The other force at play is the active decisions then made by real people in the markets as they scramble to assess worst-case scenarios. That too helps explain why the fall could be so steep and sharp: having awoken to the probability of a global pandemic, market players then attempt to calculate the most extreme variants of lost revenue, lost business, frozen supply chains, flights to safety in U.S. Treasury bonds, decrease in activity, hit to corporate earnings and for how long. As news in the coming days and weeks worsens, however, markets are likely to stabilize and improve before the worst of the virus actually passes because markets will have priced in the worst before the worst actually happens. Investors, traders and their computer programs attempt to integrate all available information into current prices, and when future expectations change abruptly for the worse as they are with the virus, markets are prone to rapid and disorienting re-pricing. That is what is happening now. It’s an old adage that markets tend to overshoot when moving up and moving down, and for the moment, down is the direction. Given the speed of modern markets, however, a reversal could happen just as suddenly.

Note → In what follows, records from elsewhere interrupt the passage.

PR #5263, opened 2019-03-26
Fix the duplicated NLS messages when SH_OSCache::getCacheDir() failed.

hangshao0:
1. Add a new input parameter "allowVerbose" to SH_OSCache::getCacheDir()
2. Always call SH_OSCache::getCacheDir() with allowVerbose = false in
j9shr_getCacheDir()

related to #5134 and #5151 

### DIFF
--- a/runtime/shared_common/shrinit.cpp
+++ b/runtime/shared_common/shrinit.cpp
@@ -4908,7 +4908,8 @@ isFreeDiskSpaceLow(J9JavaVM *vm, U_64* maxsize)
 	bool ret = true;
 	PORT_ACCESS_FROM_JAVAVM(vm);
 
-	if (-1 == SH_OSCache::getCacheDir(vm, vm->sharedCacheAPI->ctrlDirName, cacheDirName, J9SH_MAXPATH, J9PORT_SHR_CACHE_TYPE_PERSISTENT)) {
+	if (-1 == j9shr_getCacheDir(vm, vm->sharedCacheAPI->ctrlDirName, cacheDirName, J9SH_MAXPATH, J9PORT_SHR_CACHE_TYPE_PERSISTENT)) {
+		/* use j9shr_getCacheDir() instead of SH_OSCache::getCacheDir() to avoid dupliated NLS message if SH_OSCache::getCacheDir() failed */
 		Trc_SHR_INIT_isFreeDiskSpaceLow_getDirFailed();
 		goto done;
 	}
@@ -5140,7 +5141,7 @@ j9shr_findGCHints(J9VMThread* currentThread, UDATA *heapSize1, UDATA *heapSize2)
 IDATA
 j9shr_getCacheDir(J9JavaVM* vm, const char* ctrlDirName, char* buffer, UDATA bufferSize, U_32 cacheType)
 {
-	return SH_OSCache::getCacheDir(vm, ctrlDirName, buffer, bufferSize, cacheType);
+	return SH_OSCache::getCacheDir(vm, ctrlDirName, buffer, bufferSize, cacheType, false);
 }
 
 } /* extern "C" */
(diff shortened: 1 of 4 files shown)


hangshao0:
Manually tested:

```
java -Xshareclasses:name=Cache1 -version
JVMSHRC831E Failed to use user's home as the default shared cache directory. It is on a Network File System. Cannot get home directory. Please set another directory via environment variable "HOME" or command line option "cacheDir=", or fix the home directory in the password file entry.
JVMJ9VM015W Initialization error for library j9shr29(11): JVMJ9VM009E J9VMDllMain failed
Error: Could not create the Java Virtual Machine.
Error: A fatal exception has occurred. Program will exit.

java -Xshareclasses:name=Cache1,silent -version
JVMJ9VM015W Initialization error for library j9shr29(11): JVMJ9VM009E J9VMDllMain failed
Error: Could not create the Java Virtual Machine.
Error: A fatal exception has occurred. Program will exit.

java -Xshareclasses:name=Cache1,printStats
JVMSHRC831E Failed to use user's home as the default shared cache directory. It is on a Network File System. Cannot get home directory. Please set another directory via environment variable "HOME" or command line option "cacheDir=", or fix the home directory in the password file entry.

java -Xshareclasses:name=Cache1,nonfatal HelloWorld
JVMSHRC831E Failed to use user's home as the default shared cache directory. It is on a Network File System. Cannot get home directory. Please set another directory via environment variable "HOME" or command line option "cacheDir=", or fix the home directory in the password file entry.
JVMSHRC686I Failed to startup shared class cache. Continue without using it as -Xshareclasses:nonfatal is specified
Hello World !
```

runtime/shared_common/shrinit.cpp
```diff
@@ -3157,6 +3159,21 @@ j9shr_init(J9JavaVM *vm, UDATA loadFlags, UDATA* nonfatal)
 		*nonfatal = 1;
 	}
 
+	if (RESULT_DO_HELP != parseResult && RESULT_DO_MORE_HELP != parseResult) {
+		if (-1 == SH_OSCache::getCacheDir(vm, ctrlDirName, cacheDirName, J9SH_MAXPATH, cacheType)) {
```
pshipton: I'd prefer not to add another call to getCacheDir() in the startup path. The code should be optimal to provide the fastest startup possible.

hangshao0:
Marking this as WIP for now.

hangshao0:
This PR was closed by accident, re-opening it.

hangshao0:
Removing WIP from the title. 

I didn't add a new variable to cache the result of getCacheDir(). We already have a field in SH_OSCache that saves the directory: 
https://github.com/eclipse/openj9/blob/127ba34f1b6b2338beeed7ca1cf2e393640fae66/runtime/shared_common/OSCache.hpp#L304

The variable is set in SH_OSCache::commonStartup(). We are using _cacheDirName to get the cache directory after that. There are cases where we called getCacheDir() before SH_OSCache::commonStartup().
 
When using non-default directory, SH_OSCache::getCacheDir() is called at most 3 times before commonStartup(). But getCacheDir() is quite cheap in this case, it essentially uses omrstr_printf() to return the directory. When using default directory,  SH_OSCache::getCacheDir() is called at most twice. I think there is no need increasing the footprint to add another variable to cache the result just for this one extra call.

All the other callers are from share classes utilities.

runtime/shared_common/shrinit.cpp
hangshao0: This code is removed.

pshipton:

pshipton:

pshipton:
@hangshao0 I'd like to add this fix to the 0.14.2 release. Without this fix an "error" can occur even when a cacheDir is specified, when the default home directory is not suitable. Can you please create a PR against the v0.14.2-release branch.

hangshao0:
PR against v0.14.2: https://github.com/eclipse/openj9/pull/5770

There are no guarantees here and no script. Past market behavior suggests that scenario of sell, sell, sell in anticipation of the worst and then stabilization and buying long before the worst passes. But past behavior is only a guide, not a road map. There is no recent past that exactly parallels the spread of a pandemic, not the slower moving but still quite lethal swine flu in 2009 and not the financial panic of 2008-2009 and certainly not the more contained SARS epidemic in 2003, before the rise of algorithmic trading and before the intense interconnectivity of global markets.

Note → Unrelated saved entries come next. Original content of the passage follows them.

Issue #4837, opened 2019-02-22
jsr292 performance investigation 


cathyzhyi:
OpenJ9 does not perform very well with programs heavily rely on jsr292. This issue is for tracking investigation into the performance issue.

1.  Swapping targeted inlining with normal inlining 
       Targeted inlining was done before normal inlining and won't do any thing if the jsr292 methdos were called from a inlined callee. Swapping to do normal inlining first so that jsr292 methods called from callees can be inlined as well.

2.  add small recongnized jsr292 methods as inlineable target for both targeted inlining and normal inlining:
`java_lang_invoke_MethodHandle_type`  
`java_lang_invoke_ArgumentMoverHandle_extra_L`
`java_lang_invoke_BruteArgumentMoverHandle_extra_L`

3. MutableCallSite target inlining. There are several problems with mutable callsite
        a. `MutableCallSiteTargetGuard` exists already for inlining mutable callsite and if a method handle is got from `MutableCallSite.getTarget()` or `MutableCallSite.target` the guard is created and the methodhandle chain can be inlined. HCR guard breaks the pattern by storing the result into a temp when inlining `MutableCallSite.getTarget`. Need to find a way to keep the pattern so that we can inline mutable callsite target. One cleaner way would be changing the `MutableCallSite.target` field to package access so that we don't need to access the field through function call.
        b. once the target is inlined, propagate known obj info down the call chain.

cathyzhyi:
Tried out prototype changes for item 1-4  in description on JRuby benchmarks from https://github.com/headius/bench2018. Benchmark names are bold and some benchmarks have subbenchmarks. `withchange` includes item 2-4. `withchangeinlineathot` includes item 1-3. `withchangeswap` includes item 1-4  especially adding swapping normal inlining and targeted inlining compared to `withchange`. Swapping shows improvement in most benchmarks but hurts red_black and mandelbrot because leaf methods are not inlined after targeted inlining. `hash` has 5 subbenchmarks and seems to have big fluctuation with the new changes and need further investigation.

| **red_black**    	|         	|          	|               	|                       	|                	|
|------------------	|---------	|----------	|---------------	|-----------------------	|----------------	|
| LOWER is better  	|         	|          	|               	|                       	|                	|
| config           	| hotspot 	| baseline 	| withchange    	| withchangeinlineathot 	| withchangeswap 	|
[...]

PR #5279, opened 2019-03-27
Set prexArg for method handle thunks

cathyzhyi:
The receiver of a method handle thunk is always a known object. Set
prexArg for methodhandle thunks in all cases to propagate the info
without peeking in inlining or global VP.

In the special case of a method handle thunk being  mutable callsite
target, the known object info is only available in the inlined body
rather than taken side of the guard.

issue: #4837

### DIFF
--- a/runtime/compiler/optimizer/InlinerTempForJ9.cpp
+++ b/runtime/compiler/optimizer/InlinerTempForJ9.cpp
@@ -4837,7 +4837,9 @@ TR_J9InlinerUtil::computePrexInfo(TR_CallTarget *target)
                }
             continue;
             }
-         else if (target->_guard->_kind == TR_MutableCallSiteTargetGuard)
+         else if (target->_calleeSymbol->getResolvedMethod()->convertToMethod()->isArchetypeSpecimen()
+                  && target->_calleeSymbol->getResolvedMethod()->getMethodHandleLocation()
+                  && comp()->getOrCreateKnownObjectTable())
             {
             // Here's a situation where inliner is taking it upon itself to draw
             // conclusions about known objects.  VP won't get a chance to figure this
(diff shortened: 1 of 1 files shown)


andrewcraik:
@cathyzhyi is something missing? The CI build failed with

What should be undeniable, however, is that markets were poised for some sort of pull back against a backdrop of very solid fundamentals for most businesses whose stocks are publicly traded. That shouldn’t have meant that everyone should have sold months ago in anticipation; it’s almost impossible to know when such pullbacks will happen and trying to game that out is a fool’s errand. It just means that the conditions for a sharp and swift decline were ripe long before the virus. It means also that the financial market contagion, while it could indeed get worse, will almost certainly get better before everything else gets better. That is no salve to the real world of people getting ill and dying or to economies that will see a near-term dramatic drop in activity, but it is an important reminder that markets and the real-world move on related but distinct tracks.
Markets have been hit hard but have also been remarkably functional, blessed with electronic systems that worked seamlessly even as the world at large confronts the virus. That may be small comfort, but it should be some in a world facing a challenging period ahead.